I think the first step I can try is to implement the second option, using /api/v2/instance's configurations.vapid.secret_key to detect availability for push notification.

#2562 was also a long-standing issue and I understand we need to fix it at some point. After implementing that, I'll try TTL cache package (like https://www.npmjs.com/package/@isaacs/ttlcache) or something to prevent permanent lockout from Elk.

[shuuji3]

Another idea for testing: maybe you can create a PR (with a trivial edit) against this repository just for testing. Elk repository will create a new deploy preview using Netlify similar to the production build, and it issues a new domain for each PR.

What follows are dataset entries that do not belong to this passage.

Issue #108, opened 2018-11-07
cmd ref: explain remote://myremote notation in `import` & `run`


efiop:
- [x] import/get-url
- [ ] run
- [ ] add

jorgeorpinel:
I don't see this in either cmd ref yet so I unchecked "import" above.

efiop:
Also `dvc add remote://`

jorgeorpinel:
> I unchecked "import" above.

Actually this only applies to import/get-url right? And it's explained in those already. So only `add` and `run` are pending (only mentioned for those in the external data guides ATM).

jorgeorpinel:
> only mentioned for those in the external data guides

After reviewing the add and run refs I see they link to those guides in the appropriate places so I'm not seeing a need to explain `remote://` directly in them. We don't go over all the other URLs either. But lmk if you have a specific idea on how else to address this!

PR #260, opened 2019-04-19
Update dvc install and dvc import documentation

robogeek:
This commit is only the dvc install documentation.  The dvc import documentation is still to come.

### DIFF
--- a/static/docs/commands-reference/checkout.md
+++ b/static/docs/commands-reference/checkout.md
@@ -51,10 +51,15 @@ The output of `dvc checkout` does not list which data files were restored. It
 does report removed files and files that DVC was unable to restore due to it
 missing from the cache.
 
+This command will fail to checkout files that are missing from the cache. In
+such a case, `dvc checkout` prints a warning message. Any files that can be
+checked out without error will be restored.
+
 There are two methods to restore a file missing from the cache, depending on the
 situation. In some cases the pipeline must be rerun using the `dvc repro`
 command. In other cases the cache can be pulled from a remote cache using the
-`dvc pull` command.
+`dvc pull` command.  It may be necessary to use `--all-tags` or `--all-branches`
+with the `dvc pull` command.
 
 ## Options
 
--- a/static/docs/commands-reference/checkout.md
+++ b/static/docs/commands-reference/checkout.md
@@ -58,8 +58,7 @@ checked out without error will be restored.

For example, the creation of this PR #3183 triggered the new deploy preview with this URL: https://deploy-preview-3183--elk-zone.netlify.app/.

It should have a clean database for each Elk server so the old OAuth app credentials don't exist there. If you think it works for you, please feel free to create any number of PR 🙂

[VyrCossont]

@shuuji3 that's correct, the snapshot Docker release should be updated every time we merge to main.

[shuuji3]

Probably #3193 will (partially) solve the app token issue. It prioritizes using vapid_key from /api/v2/instance and also updates the key name for server storage, meaning it will invalidate the existing server cache (but this invalidation is still only one-time).

I tested the snapshot version of GoToSocial (0.17.4-SNAPSHOT+git-00bd0f7) with the PR deploy preview (https://deploy-preview-3193--elk-zone.netlify.app/) and the push notification seems to work as expected.

---

the other is to use the VAPID key in /api/v2/instance for detecting Web Push support, instead of the VAPID key returned when app credentials are created.

Note that although #3193 changed to use /api/v2/instance if available, I didn't change the existing web push support detection logic. (Some other servers doesn't support /api/v2/instance yet so couldn't rely on this solely.)